PR #696, opened 2023-10-24
Fix nodetype for Node and Edge in load_table.

### LINKED ISSUE #637: `load_structvector` fails with types `NodeV1`, `EdgeV1`
It's probably a simple fix in the function `nodetype`, which assumes that the `SchemaVersion` name always has 2 periods in it. `load_structvector` is currently used with these types.

evetion:
Fixes #637


SouthEndMusic (approved):
LGTM (y)

PR #697, opened 2023-10-25
Move from black to ruff formatter

Hofer-Julian:


ruff.toml
```diff
@@ -1,5 +1,17 @@
 select = ["D", "E", "F", "NPY", "PD", "C4", "I"]
-ignore = ["D1", "D202", "D205", "D400", "D404", "E501", "PD002", "PD901"]
+ignore = [
+    "D1",
+    "D202",
+    "D205",
+    "D206",
```
evetion, line 6: You added D206, D402 and E703? Might be good to place comments here about the why/what, or link to a page where we can immediately check these things.

evetion (approved):

ruff.toml
Hofer-Julian: I've added a link to the docs

visr (approved):

PR #698, opened 2023-10-25
use a TimeZones.jl fork for now

visr:
Alternative to #687, which wasn't working well with PackageCompiler due to long paths still, leading to broken builds.

This switches to a fork. A PR to merge this upstream has already been submitted: https://github.com/JuliaTime/TimeZones.jl/pull/450

Clearly this is temporary, but since we use Manifests this should work ok.


Hofer-Julian (approved):

Hofer-Julian:
It seems like this didn't solve the long path problem :(
https://dpcbuild.deltares.nl/buildConfiguration/Ribasim_RibasimJl_BuildLibribasimWindows/2869733?buildTab=log&focusLine=0&linesState=593&logView=flowAware

visr:
Actually I think both #687 and this PR solved the long path problem, but old artifacts with long paths from previous builds are causing issues. Maybe it's time for clean checkout...

Hofer-Julian:
Will try that.

visr:
Looks like 72faf454c76c6eed735dcab892d10f3496cb6740 worked, right? Should we enable that for all Ribasim jobs?

Hofer-Julian:
Yeah, I'll enable it for everything now.

Issue #656, opened 2023-10-09
Modeller input for allocation


SouthEndMusic:
What should the input look like from the modeler to specify allocation? E.g. how are subnetworks, sources etc. specified?

SnippenE:
Subnetworks have an ID and 1 or more sources where source is an edge. Nodes have an optional reference to a subnetwork ID. We reserve groups for different purposes. 

We call this allocation sub-network

SouthEndMusic:
Priority of sources is at the level of a sub-network.

gijsber:
add optional column to node table called: allocationnetwork_id (long integer)

add optional column to edge table: allocationnetwork_id (long integer)

Issue #659, opened 2023-10-09
Generate allocation output file 


SouthEndMusic:
For each time the allocation procedure is called, add a row to the output file `allocation.arrow` with the following columns:

- `time`
- `subnetwork_id`
- `node_id` (of user)
- `priority`
- `demand` (of user at given time and priority)
- `allocated` (to user at given time and priority)

For full insight it is nice to optionally write the full sparse flow matrix per allocation solve in say `allocation_flow.arrow` with the following columns:

- `time`
- `subnetwork_id`
- `from_id`
- `to_id`
- `flow`

Here `from_id` and `to_id` are the node_ids whose equivalent in the max flow graph have an edge between them.

PR #699, opened 2023-10-25
Modeler allocation input

SouthEndMusic:
Fixes https://github.com/Deltares/Ribasim/issues/656.


SouthEndMusic:
For some reason I now get an `SQLiteException("out of memory")`, M'W'E:

```julia
using Ribasim
using SQLite

toml_path = "path/to/generated_testmodels/subnetwork/ribasim.toml"
cfg = Ribasim.Config(toml_path)
gpkg_path = Ribasim.input_path(cfg, cfg.database)
db = SQLite.DB(gpkg_path)
close(db)

Ribasim.generate_allocation_models!(p, db, cfg)
```

SouthEndMusic:
@reviewer: I suggest adding more tests after https://github.com/Deltares/Ribasim/issues/659.

core/src/bmi.jl
```diff
@@ -223,6 +229,13 @@ function create_callbacks(
     tabulated_rating_curve_cb = PresetTimeCallback(tstops, update_tabulated_rating_curve!)
     push!(callbacks, tabulated_rating_curve_cb)
 
+    if config.allocation.use_allocation
+        t_end = seconds_since(config.endtime, config.starttime)
+        tstops = 1:(config.allocation.timestep):t_end
```
visr, line 234: Do you intentionally start after 1 second rather than at the beginning?

core/src/bmi.jl
```diff
@@ -223,6 +229,13 @@ function create_callbacks(
...
+        allocation_cb = PresetTimeCallback(tstops, update_allocation!)
```
visr, line 235: For a fixed interval the PeriodicCallback is a better match: https://docs.sciml.ai/DiffEqCallbacks/stable/timed_callbacks/

visr (commented):
Nice work! Left a few comments.

core/src/bmi.jl
SouthEndMusic: No, this is probably due to me not being completely used to 1-based indexing (although I know this doesn't actually have anything to do with that) ^^

PR #2308, opened 2025-05-29
Add debugging guide to the docs

evetion:
This can be expanded later, but this is already useful in the current stage of development.


visr (commented):
Rather than introducing a FAQ section, I feel like this should just be a new guide; https://diataxis.fr/how-to-guides/. Guides don't have to be long.

Also I learned something. I do use `saveat=0`, but was surprised that this can trigger a water balance error. The reason is this check is done during `save_flow`. Perhaps they should be decoupled, but that is another topic.

Issue #2262, opened 2025-04-29
CArray issues


visr:
~~Before merging~~ we should look a bit more into this regression in the number of allocations:

```
hws_2024_7_0 (before, after)
29.171531 seconds (1.60 M allocations: 2.987 GiB, 1.07% gc time)
32.488307 seconds (11.39 M allocations: 3.779 GiB, 1.48% gc time)
```

For instance `DiffEqBase.ODE_DEFAULT_NORM(u, 0.0)` has (before, after):

```
24.303 ns
491.228 ns (5 allocs: 240 bytes)
```

_Originally posted by @visr in https://github.com/Deltares/Ribasim/issues/2258#issuecomment-2835441709_

evetion:
This feature also broke our regression tests, some solvers produce a centimeter of difference, not really affected by tolerances at all.

visr:
A big part of this is fixed with `Base.iterate(x::CArray, state...) = iterate(getdata(x), state...)`. You can see if that is enough to fix the regression tests. But I still see mapreduce being slower.

evetion:
Make sure to implement iterate fully, correctly and test it like crazy. Iterate is the reason I'm like, told you so.

evetion:
> A big part of this is fixed with `Base.iterate(x::CArray, state...) = iterate(getdata(x), state...)`. You can see if that is enough to fix the regression tests. But I still see mapreduce being slower.

I can't reproduce OP regarding `iterate`. In both cases I have
```
julia> @time DiffEqBase.ODE_DEFAULT_NORM(u, 0.0);
  0.000003 seconds (1 allocation: 16 bytes)
```

visr:
Hmm this is what I saw benchmarking on 1.12, but probably better to do it on 1.11

```
using Ribasim, DiffEqBase, Chairmarks
@time m = Ribasim.run(raw"hws_2025_4_0\hws.toml")

u = m.integrator.u
v = Ribasim.getdata(u)

@b DiffEqBase.ODE_DEFAULT_NORM($u, 0.0)
@b DiffEqBase.ODE_DEFAULT_NORM($v, 0.0)
# u - 1.12 - 248 ns (after iterate 237 ns)
# v - 1.12 - 32 ns
```

After adding `iterate` `UNITLESS_ABS2` was equally fast. It should be noted that since DiffEqBase has a separate method for Array and AbstractArray that the code is different. Perhaps we can even add another method for CArray that looks more like the Array method.

[...]

PR #2309, opened 2025-05-30
Return of the ComponentArray

visr:
This reintroduces ComponentArrays to quickly address #2262. We should still get back to something like CArrays because it helps a lot with latency, but this should not come at the cost of some correctness issues that caused the regression tests to fail.


visr:
Luckily we don't need to merge this.

PR #2313, opened 2025-06-02
Transient basin forcing

### LINKED ISSUE #2291: Add reduction factor to flow expressions for LinearResistance and Manningresistance in docs

### LINKED ISSUE #2298: Cyclic_time model is not cyclic
When testing #2277 (and increasing the model time to a thousand years), I saw something odd in the cyclic time model, the precipitation is not cyclic, even though it should be:

Image

Not sure whether I missed something in the model that explains the lack of bumps in the second year, but otherwise this seems to be a bug in applying the extrapolation. I've investigated by checking the interpolation object (opening the model with `Model("path")`, and `itp = model.integrator.p.p_non_diff.basin.forcing.precipitation[1]`) but it seems to work fine. So it might not be called at the right timesteps?

@SouthEndMusic

SouthEndMusic:
Fixes #2298, fixes #2291

Notes:
- Refactored getting `tstops` from timeseries interpolations in type stable manner
- Refactored callbacks so that now always all of them are created
- Running 1000 year `cyclic_time` model now takes 15 seconds
- Concentrations cannot yet be periodic (silent problem)
- Fixed some unit formatting and added reduction factor for resistance nodes in docs

### DIFF
--- a/core/src/callback.jl
+++ b/core/src/callback.jl
@@ -26,12 +26,9 @@ function create_callbacks(
         FunctionCallingCallback(update_cumulative_flows!; func_start = false)
     push!(callbacks, cumulative_flows_cb)
 
-    if config.experimental.concentration
-        # Update concentrations
-        concentrations_cb =
-            FunctionCallingCallback(update_concentrations!; func_start = false)
-        push!(callbacks, concentrations_cb)
-    end
+    # Update concentrations
+    concentrations_cb = FunctionCallingCallback(update_concentrations!; func_start = false)
+    push!(callbacks, concentrations_cb)
 
     # Update Basin forcings
     # All variables are given at the same time, so just precipitation works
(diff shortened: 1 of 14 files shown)


core/src/callback.jl
```diff
@@ -26,36 +26,29 @@ function create_callbacks(
...
-    times = [itp.t for itp in basin.forcing.precipitation]
-    tstops = Float64[]
-    for t in times
-        append!(tstops, t)
-    end
-    unique!(sort!(tstops))
+    tstops = Vector{Float64}[]
+    t_end = seconds_since(config.endtime, config.starttime)
+    get_timeseries_tstops!(tstops, t_end, basin.forcing.precipitation)
+    tstops = sort(unique(vcat(tstops...)))
```
visr, line 38:
```suggestion
    tstops = sort(unique(reduce(vcat, tstops)))
```

visr (approved):

PR #2324, opened 2025-06-02
Don't reresolve test environment

visr:
See https://pkgdocs.julialang.org/v1/api/#Pkg.test Since we check in our Manifest, those are the versions we want to use.
Might help a bit with test duration.


visr:
Wow compared to #2318, Windows run testmodels goes from 31 to 23 minutes, and Windows Julia tests goes from 35 to 27 minutes.

evetion (approved):

Issue #2329, opened 2025-06-02
Regression test failure


visr:
As commented in https://github.com/Deltares/Ribasim/issues/2262#issuecomment-2912786112, our regression tests are currently broken. It seemed that the CArray PR caused it, but when we revert it locally the issue doesn't go away. This is possibly because 8b8768b2f27ee0eeaf0928b22aec59da11124b26 has been merged since. Also #2277 is relevant, since higher tolerances give the different algorithms more freedom to diverge. Still it is not clear why the CArray PR would cause a difference here. The only thing we can think of is due to creating copies where mutations are expected inside the solvers, leading to differences.

The original failing test after merging #2258 can be found at https://dpcbuild.deltares.nl/buildConfiguration/Ribasim_RegressionTest_Linux/5731166 and started reporting 8 errors:

```
regression_ode_solvers_trivial
	QNDF sparse=true/false autodiff=true/false (4 failures)
	Rodas5P sparse=false autodiff=true/false (2 failures)
	ImplicitEuler sparse=false autidiff=true/false (2 failures)

Expression: basin.storage[end] ≈ 16.530443f0
Evaluated: 16.54382866633898 ≈ 16.530443f0

Expression: basin.level[end] ≈ 0.181817438
Evaluated: 0.18189103978862112 ≈ 0.181817438

Expression: basin.storage[end] ≈ 16.530443f0
Evaluated: 16.54382866634262 ≈ 16.530443f0

Expression: basin.level[end] ≈ 0.181817438
Evaluated: 0.18189103978864113 ≈ 0.181817438

Expression: basin.level[end] ≈ 0.181817438
Evaluated: 0.18181745391330392 ≈ 0.181817438

Expression: basin.level[end] ≈ 0.181817438
Evaluated: 0.18181745491110854 ≈ 0.181817438

Expression: basin.level[end] ≈ 0.181817438
Evaluated: 0.18183812096947194 ≈ 0.181817438

Expression: basin.level[end] ≈ 0.181817438
Evaluated: 0.18183447857871027 ≈ 0.181817438
```

With #2277 the number of failures went up from 8 to 14, which is understandable due to higher tolerances.
8b8768b2f27ee0eeaf0928b22aec59da11124b26 should be reverted (done in 72b3b51abb5be76d0e4e03efec5c88f8dba75807), it further raised the number of errors from 14 to 52.

PR #2331, opened 2025-06-02
Revert "Use CVector for our state (#2258)"

visr:
This reverts commit c16280eb0f0b4d47bb144fc3a2382a5c5c8667bb (#2258).
To look more into #2329.


evetion:
@visr Your allow_reresolve=false might've fixed it when downgrading to the old manifest. I swear I have diffed the test output in terms of package hashes, but not good enough it seems.

evetion:
🎉 With the old tolerances we're back to normal. That it works on mac with the new could be mac specific.

I've seen this pass *with* the cvector too (!), so now we need to narrow down the package changes that triggered it.

PR #2339, opened 2025-06-03
support storage column in basin profile 2

simulutions:


python/ribasim/ribasim/__init__.py
```diff
@@ -1,6 +1,6 @@
-__version__ = "2025.3.0"
+__version__ = "2025.4.0"
 # Keep synced write_schema_version in ribasim_qgis/core/geopackage.py
```
evetion, line 2: This still needs to be done

evetion (approved):
Could you rebase your latest three commits on main?

python/ribasim/ribasim/__init__.py
```diff
@@ -1,6 +1,6 @@
-__version__ = "2025.3.0"
+__version__ = "2025.4.0"
```
evetion, line 1: And let's revert this, it was an example change I made. Sorry for that.

python/ribasim/ribasim/__init__.py
simulutions: done

PR #2341, opened 2025-06-03
BMI: return 1 on update if solve not successful

visr:
This changes the return code of update and update_until to only return 0 if the solve was successful.
@HendrikKok does this seem ok to you? Or should other methods be changed as well? For other methods like `get_current_time` it is a bit unclear to me what a failure would mean. I assume that it failed to get the current time, and not that the solve of the last update was unsuccesful.


evetion (approved):
It's a bit ugly that the macro returns in failures, but you have to pass success yourself. Can't you add `return update_retcode(model)` to the macro as well?

PR #2342, opened 2025-06-04
Generate a Ribasim-python SBOM

deltamarnix:
Similar to the julia SBOM generation, I've generated an SBOM via sbom4python. The only thing I've done is pass on my module `-m ribasim`, and it's still a bit magic to me which packages are then picked up. I will have to learn more from the documentation, but at least there is an SBOM with information.

### DIFF
--- a/pixi.toml
+++ b/pixi.toml
@@ -36,13 +36,6 @@ initialize-julia = { depends-on = [
     "update-registry-julia",
     "instantiate-julia",
 ] }
-generate-sbom-ribasim-core = { cmd = "julia --project --check-bounds=yes -- utils/generate-sbom.jl", depends-on = [
-    "instantiate-julia",
-], inputs = [
-    "core/Project.toml",
-], outputs = [
-    "Ribasim.spdx.json",
-] }
 # Docs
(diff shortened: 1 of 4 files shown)


pixi.toml
```diff
@@ -170,6 +174,18 @@ ribasim-core-testmodels = { cmd = "julia --project --threads=4 utils/testmodelru
...
 
+[tasks.generate-sbom-ribasim-core]
+cmd = "julia --project -- utils/generate-sbom.jl"
+depends-on = ["instantiate-julia"]
+inputs = ["core/Project.toml"]
+outputs = ["Ribasim.spdx.json"]
+
+[tasks.generate-sbom-ribasim-python]
+cmd = "sbom4python -m ribasim --system --sbom spdx --format json --output Ribasim-python.spdx.json"
+env = { PATH = "$PATH;$CONDA_PREFIX\\Lib\\site-packages\\magic\\libmagic" }
```
deltamarnix, line 185: Likely not going to work on linux. What is a smart way to make this work for both?

deltamarnix: Forward slashes work, but I need a semi-colon, while linux wants colons.

PR #2343, opened 2025-06-04
migration for new storage column

simulutions:
fixes the migration for models that were build before we supported storage profiles in basins


evetion (approved):
Looking good, I think you only miss a line in `ribasim_qgis/core/nodes.py` to add the field storage. You can follow https://ribasim.org/dev/addnode.html (applies to new nodes, but useful for new fields to nodes as well) to check the usual code locations.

........

■ Problem statement ■
Each line above with the string "errors" in it should be located and copied.

■ Task result ■
The original failing test after merging #2258 can be found at https://dpcbuild.deltares.nl/buildConfiguration/Ribasim_RegressionTest_Linux/5731166 and started reporting 8 errors:
8b8768b2f27ee0eeaf0928b22aec59da11124b26 should be reverted (done in 72b3b51abb5be76d0e4e03efec5c88f8dba75807), it further raised the number of errors from 14 to 52.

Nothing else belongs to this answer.